The discovery by Drs. Zetter and Chatterjee indicates that prohibitin could be used both as a new therapeutic target to delay and reverse resistance to taxoids, and as a biomarker for taxane resistance. Paclitaxel has been used extensively to treat lung, prostate, ovarian and breast cancers but drug resistance limits the clinical usefulness of this drug. For example, no objective response with taxane-based regiments is observed in 40-80% of women with metastatic breast cancer (primary resistance); all taxane responders eventually relapse after 6-12 months (secondary resistance).

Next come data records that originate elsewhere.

PR #10509, opened 2020-03-27
disable latching which causes issues with scroll wheel

mjkkirschner:
### Purpose

Scrolling with the scroll wheel inside the node library sometimes broke in DynamoSandbox - this fixes it by using a setting flag in CEF as recommended by CefSharp project. - It is already used in Revit so thats why we could not reproduce there - when upgrading to CEF 67 or up we can remove this.

https://github.com/cefsharp/CefSharp/issues/2408

### Declarations


mjkkirschner:
@aparajit-pratap my guess for the reason this could not be reproduced in 2.0.x is the change in CEF versions between those releases and 2.1

QilongTang:
@mjkkirschner Thanks for the fix! Yeah

aparajit-pratap:
Awesome, LGTM!

PR #10512, opened 2020-03-27
Binary Expressions deleted by live runner make their first input symbols null.

mjkkirschner:
# Purpose

When a binary expression is deleted by the live runner - the binary AST is walked and all binary expressions within that subtree are assigned to null...

the change was from:
https://github.com/DynamoDS/Dynamo/pull/7282/

The behavior before this PR was that top level binary expressions were assigned to null and no AST walking was done.

I'm guessing @ke-yu was trying to support multiple assignments like:
a = 3;
b = a;
all being set to null.

but the consequence was other binary expressions like
`a && b` end up resulting in this  `a = null`

I'm opening this PR for feedback because I'm not clear on what binary expressions should actually be set to null, only assignments? Right now I am only stopping `OR` and `AND` - since that effects this particular bug, but I don't think thats the whole story.
all good.
Screen Shot 2020-03-27 at 5 41 04 PM
still good!
Screen Shot 2020-03-27 at 5 41 07 PM

### Declarations


mjkkirschner:
@aparajit-pratap please take another look, went with your third suggestion and added 2 tests. I still need to run the self serve to see if it breaks anything.

mjkkirschner:
@aparajit-pratap unfortunately, a bunch of failures in self serve, looking into it.

aparajit-pratap:
Curious, what did you think about making the UI logic nodes support replication?

src/Engine/ProtoScript/Runners/LiveRunner.cs
```diff
@@ -982,7 +983,7 @@ private List<BinaryExpressionNode> BuildNullAssignments(List<AssociativeNode> as
                 }
 
                 IdentifierNode leftNode = bNode.LeftNode as IdentifierNode;
-                if (leftNode == null || leftNode.ArrayDimensions != null)
+                if (leftNode == null || leftNode.ArrayDimensions != null  || bNode.Optr != Operator.assign)
```
aparajit-pratap, line 986: Minor, but why not have this check up here: https://github.com/DynamoDS/Dynamo/pull/10512/files#diff-2639b9fb615a6392f1215b5d9ff3c0f2R980

mjkkirschner:
> Curious, what did you think about making the UI logic nodes support replication?

I thought that could get very difficult because the ZT versions only support two inputs and the UI ones support more than 2 - so I believe we'd end up doing binary expressions anyway - would could do both though? This fix and also the change to UI nodes?

src/Engine/ProtoScript/Runners/LiveRunner.cs
mjkkirschner: you're right, that seems like a more appropriate place, where the binary node is validated, I can move it.

test/Engine/ProtoTest/LiveRunnerTests/MicroFeatureTests.cs
```diff
@@ -852,6 +852,93 @@ public void GraphILTest_DeletedNode01()
 
         }
 
+        [Test]
+        public void GraphILTest_DeletedBinaryExpresionDoesNotEffectReferences()
```
aparajit-pratap, line 856: Effectively this test is simulating the same thing that would happen in the Dynamo UI when running the graph, deleting the node, and rerunning it or is it testing something additionally?

aparajit-pratap:
> I thought that could get very difficult because the ZT versions only support two inputs and the UI ones support more than 2 - so I believe we'd end up doing binary expressions anyway - we could do both though? This fix and also the change to UI nodes?

Probably that's something to think about for later, add to the backlog maybe? For now, I think this fix looks good.

test/Engine/ProtoTest/LiveRunnerTests/MicroFeatureTests.cs
mjkkirschner: simulating the same thing as in the UI - I verified it failed before this change.

mjkkirschner:
@aparajit-pratap the self serve and parallel tests all pass, gonna merge this in.

PR #10544, opened 2020-04-06
Efficiently solve dependency metadata on install

mmisol:
### Purpose

When resolving dependencies from the workspace dependency extension,
the entire metadata of dependent packages was requested. However, only
information about the version was truly needed, and for packages with a
lot of versions this was causing latency issues.

Now only the package version of dependencies is obtained. As a result,
several code changes were needed, as part of the code path is shared
with the standard installation of packages through search, but with
different data requirements in each case. Several properties and
functions no longer used were marked as 'Obsolete'.

Added some basic unit tests for the new functions in package manager
client.

### Declarations

### Reviewers

@mjkkirschner @zeusongit 

### FYIs

@reddyashish


src/DynamoCoreWpf/Properties/Resources.en-US.resx
```diff
@@ -2233,6 +2229,10 @@ Uninstall the following packages: {0}?</value>
   <data name="DynamoViewSettingsMenuShowCodeBlockNodeLineNumber" xml:space="preserve">
     <value>Show CodeBlockNode Line Numbers</value>
   </data>
+  <data name="MessageFailedToDownloadPackageVersion" xml:space="preserve">
+    <value>Failed to download version {0} of package with id: {1}.  Please try again and report the package if you continue to have problems.</value>
+    <comment>Message box content. {0} = 1.2.3, {1} = 57d576e8f615e7725800001d</comment>
```
mjkkirschner, line 2234: are these default values?

mmisol: No, just examples of what kind of text is expected in the placeholders. I thought that's a good way of communicating that to whoever does the text translations.

src/DynamoCoreWpf/ViewModels/PackageManager/PackageManagerClientViewModel.cs
```diff
@@ -701,7 +704,7 @@ internal void DownloadAndInstall(PackageDownloadHandle packageDownloadHandle, st
                         Package dynPkg;
 
                         var pmExtension = DynamoViewModel.Model.GetPackageManagerExtension();
-                        var firstOrDefault = pmExtension.PackageLoader.LocalPackages.FirstOrDefault(pkg => pkg.Name == packageDownloadHandle.Name);
+                        var firstOrDefault = pmExtension.PackageLoader.LocalPackages.FirstOrDefault(pkg => pkg.ID == packageDownloadHandle.Id);
```
mjkkirschner, line 707: hmm, do you think this could change any existing behavior?

src/DynamoCoreWpf/ViewModels/PackageManager/PackageManagerClientViewModel.cs
```diff
@@ -721,18 +724,13 @@ internal void DownloadAndInstall(PackageDownloadHandle packageDownloadHandle, st
 
                         if (packageDownloadHandle.Extract(DynamoViewModel.Model, downloadPath, out dynPkg))
                         {
-                            var p = Package.FromDirectory(dynPkg.RootDirectory, DynamoViewModel.Model.Logger);
```
mjkkirschner, line 724: why is this no longer required?

mjkkirschner:
@mmisol looks good to me!

src/DynamoCoreWpf/ViewModels/PackageManager/PackageManagerClientViewModel.cs
```diff
@@ -501,39 +498,39 @@ internal void ExecutePackageDownload(string name, PackageVersion version, string
...
-                var containsBinaries =
-                    allPackageVersions.Any(
-                        x => x.Item2.contents.Contains(PackageManagerClient.PackageContainsBinariesConstant) || x.Item2.contains_binaries);
-
-                var containsPythonScripts =
-                    allPackageVersions.Any(
-                        x => x.Item2.contents.Contains(PackageManagerClient.PackageContainsPythonScriptsConstant));
+                var containsBinariesOrPythonScripts = dependencyVersionHeaders.Any(x => 
+                    x.contents.Contains(PackageManagerClient.PackageContainsBinariesConstant) ||
+                    x.contains_binaries ||
```
gregmarr, line 529: We would get some minor performance gains by moving the `contains_binaries` test before the `Contains()` check.

src/DynamoCoreWpf/ViewModels/PackageManager/PackageManagerClientViewModel.cs
mmisol: I don't think so. I tested installing packages from both the search and the workspace dependency extension to be sure.

src/DynamoCoreWpf/ViewModels/PackageManager/PackageManagerClientViewModel.cs
mmisol: This was already being done inside `packageDownloadHandle.Extract`, but only for the workspace dependency extension code path. I unified both code paths and now it's always done inside `Extract`, which returns a boolean to report success.

src/DynamoCoreWpf/ViewModels/PackageManager/PackageManagerClientViewModel.cs
QilongTang: Agree

src/DynamoCoreWpf/ViewModels/PackageManager/PackageManagerClientViewModel.cs
```diff
@@ -651,16 +642,28 @@ internal void ExecutePackageDownload(string name, PackageVersion version, string
...
+                    })
+                    .ToList()
+                    .ForEach(x => DownloadAndInstall(x, downloadPath));
             }
         }
 
         /// <summary>
         ///     Returns a newline delimited string representing the package name and version of the argument
         /// </summary>
+        [Obsolete("No longer used. Remove in 3.0.")]
```
QilongTang, line 666: @mjkkirschner I thought we made it clear somewhere that these APIs are not part of Dynamo SDK? If not, let's do that..

src/DynamoPackages/PackageManagerClient.cs
```diff
@@ -122,6 +123,7 @@ internal PackageHeader GetPackageMaintainers(IPackageInfo packageInfo)
         /// <param name="header"></param>
         /// <param name="version"></param>
         /// <returns></returns>
+        [Obsolete("No longer used. Remove in 3.0.")]
```
QilongTang, line 126: @mmisol I believe Internal APIs can be removed anytime

src/DynamoCoreWpf/ViewModels/PackageManager/PackageManagerClientViewModel.cs
mjkkirschner: @QilongTang we only made that statement in new extension binaries like WorkspaceReferencesExtension - this is a public method in `DynamoCoreWPF` - we can't remove this method now without some of the other work on reorganizing or componentizing the API we've been discussing.

QilongTang: Thank you for clarifying. I thought this is in WorkspaceReference project. My bad

src/DynamoPackages/PackageDownloadHandle.cs
```diff
@@ -29,16 +29,21 @@ public State DownloadState
             }
         }
 
+        [Obsolete("No longer used. Remove in 3.0")]
         public Greg.Responses.PackageHeader Header { get; private set; }
         private string _name;
         public string Name { get { return Header != null ? Header.name : _name; } set { _name = value; } }
 
+        private string _id;
+        public string Id { get { return Header != null ? Header._id : _id; } set { _id = value; } }
```
mjkkirschner, line 38: for public properties please add /// summaries - also, should this really be public? Do we intend for others extensions/integrators to use this?

mmisol: This is used in `DynamoCoreWpf` so I'll add comments for it. I don't think someone might want to extend it in some way. This is used as a view model for the installed dependencies when installing a package from the search.

mjkkirschner: if it's only to be used for us - maybe we can make it internal and use the internalsVisibleTo attribute, my feeling is that we should be much more deliberate about what constitutes our public api. What do you think?

mmisol: My opinion is that using `InternalsVisibleTo` is more of a hack than a good practice. Making something public shouldn't make it "written in stone". I think we should identify exactly what we want our extension points to be instead, and only make promises for those.

PR #10550, opened 2020-04-07
Avoid duplication in package assembly list

mmisol:
### Purpose

Fixes the issue described here https://forum.dynamobim.com/t/package-contents-listed-twice-in-the-package-manager/48994. Tracked as DYN-2602.

### Declarations

### Reviewers

@aparajit-pratap @QilongTang

### FYIs

@mjkkirschner

### DIFF
--- a/src/DynamoPackages/PackageLoader.cs
+++ b/src/DynamoPackages/PackageLoader.cs
@@ -294,7 +294,7 @@ namespace Dynamo.PackageManager
         /// <param name="packages"></param>
         public void LoadPackages(IEnumerable<Package> packages)
         {
-            var enumerable = packages.ToList();
+            var packageList = packages.ToList();
 
             // This fix is in reference to the crash reported in task: https://jira.autodesk.com/browse/DYN-2101
             // TODO: https://jira.autodesk.com/browse/DYN-2120. we will be re-evaluating this workflow, to find the best clean solution.
@@ -308,7 +308,7 @@ namespace Dynamo.PackageManager
             // Disabling the run here since new packages are being loaded. 
             EngineController.DisableRun = true;
 
-            foreach (var pkg in enumerable)
+            foreach (var pkg in packageList)
             {
                 // If the pkg is null, then don't load that package into the Library.
                 if (pkg != null)
@@ -320,9 +320,11 @@ namespace Dynamo.PackageManager
             // Setting back the DisableRun property back to false, as the package loading is completed.
             EngineController.DisableRun = false;
 
-            var assemblies =
-                enumerable.SelectMany(x => x.EnumerateAssembliesInBinDirectory().Where(y => y.IsNodeLibrary));
-            OnPackagesLoaded(assemblies.Select(x => x.Assembly));
+            var assemblies = packageList
+                .SelectMany(p => p.LoadedAssemblies.Where(y => y.IsNodeLibrary))
+                .Select(a => a.Assembly)
+                .ToList();
+            OnPackagesLoaded(assemblies);
         }
 
         public void LoadCustomNodesAndPackages(LoadPackageParams loadPackageParams, CustomNodeManager customNodeManager)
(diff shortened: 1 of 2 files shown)


src/DynamoPackages/PackageLoader.cs
```diff
@@ -320,9 +320,11 @@ public void LoadPackages(IEnumerable<Package> packages)
             // Setting back the DisableRun property back to false, as the package loading is completed.
             EngineController.DisableRun = false;
 
-            var assemblies =
-                enumerable.SelectMany(x => x.EnumerateAssembliesInBinDirectory().Where(y => y.IsNodeLibrary));
-            OnPackagesLoaded(assemblies.Select(x => x.Assembly));
+            var assemblies = packageList
+                .SelectMany(p => p.LoadedAssemblies.Where(y => y.IsNodeLibrary))
+                .Select(a => a.Assembly)
+                .ToList();
```
mmisol, line 326: There are basically two things that were fixed:
1. The call to `EnumerateAssembliesInBinDirectory` was replaced by using `LoadedAssemblies`. This avoids re-adding assemblies to `LoadedAssemblies`.
2. The assemblies list is materialized. Before these changes, the call to `EnumerateAssembliesInBinDirectory` was made each time the enumerable was enumerated, which happened once per event handler for `PackageLoaded`. That caused triplication of the libraries for me on latest master.

aparajit-pratap:
@mmisol could youJIRA issue for this for tracking purposes.

src/DynamoPackages/PackageLoader.cs
aparajit-pratap: @mmisol you mentioned that `EnumerateAssembliesInBinDirectory` was being called in a couple of other places. Do those need to be replaced with `LoadedAssmeblies` as well?

aparajit-pratap:
@mmisol thanks for fixing this issue so quickly! Are there any tests you can add for this?

mjkkirschner:
should the use of this enumerateAssemblies method also be changed here:
https://github.com/DynamoDS/Dynamo/pull/10550/files#diff-e5fc16a8c62e48d288f3dd8cb3140d9cR261

src/DynamoPackages/PackageLoader.cs
mmisol: Yes, you are right. What I was seeing in the stack trace was actually this line of code being executed when the enumeration was materialized. This happened in two event handlers of `OnPackagesLoaded`, one in DynamoModel.cs(978) and another in EngineController.cs(521).

mmisol:
@mjkkirschner That code seems to have the same problem. I'll check if it's being used somewhere.

src/DynamoPackages/PackageLoader.cs
QilongTang: @mmisol So I assume whichever event handler called second time, with this fix, we will no longer re-adding assemblies to `LoadedAssemblies`. Do we want to create a test by mocking up the situation and check the end `LoadedAssemblies`?

mmisol: Yes, that was part of the issue. The call to `TryLoadPackageIntoLibrary` is the first to call `EnumerateAssembliesInBinDirectory` and after this `LoadedAssemblies` should be used to read them. 

I'll see to add a test. I have to think about what needs to be mocked, hopefully it's not too difficult.

mmisol:
Added a test. This is ready for review @aparajit-pratap @QilongTang 

@mjkkirschner About the method you mentioned, it's obsoleted and there are no usages, so I left it alone. Let me know if you would like to change ti anyway, but testing it would be difficult.

QilongTang:
@mmisol Thank you for adding the test. LGTM. Not sure if we need to include the other spot also part of this PR?

mmisol:
Re-thinking about what I wrote yesterday, unit testing the obsolete method should be easy. If you guys think it's safer to change it and unit test it rather than leaving as-is let me know and I can change it.

aparajit-pratap:
> Re-thinking about what I wrote yesterday, unit testing the obsolete method should be easy. If you guys think it's safer to change it and unit test it rather than leaving as-is let me know and I can change it.

I think this is good. LGTM.

mmisol:
Is this PR good to be merged @QilongTang @aparajit-pratap @mjkkirschner ? If so, can I get an approval? Thank you

QilongTang:
@mmisol Ship it!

Currently, patients who are or who become resistant to taxanes have limited treatment options and have a short life expectancy. As drug resistance poses a major limitation to the efficacy of taxanes, the discovery by Drs. Zetter and Chatterjee of prohibitin's connection to drug resistance opens up a new avenue to modulate chemotherapeutic drug response and sensitize cancer cells to drug treatment. It is also possible that prohibitin could be used as a biomarker for selecting patients likely to respond to taxane therapy. In addition, proteins that inhibit prohibitin or mimic its action may be an effective strategy for modulating the response to paclitaxel or docetaxel.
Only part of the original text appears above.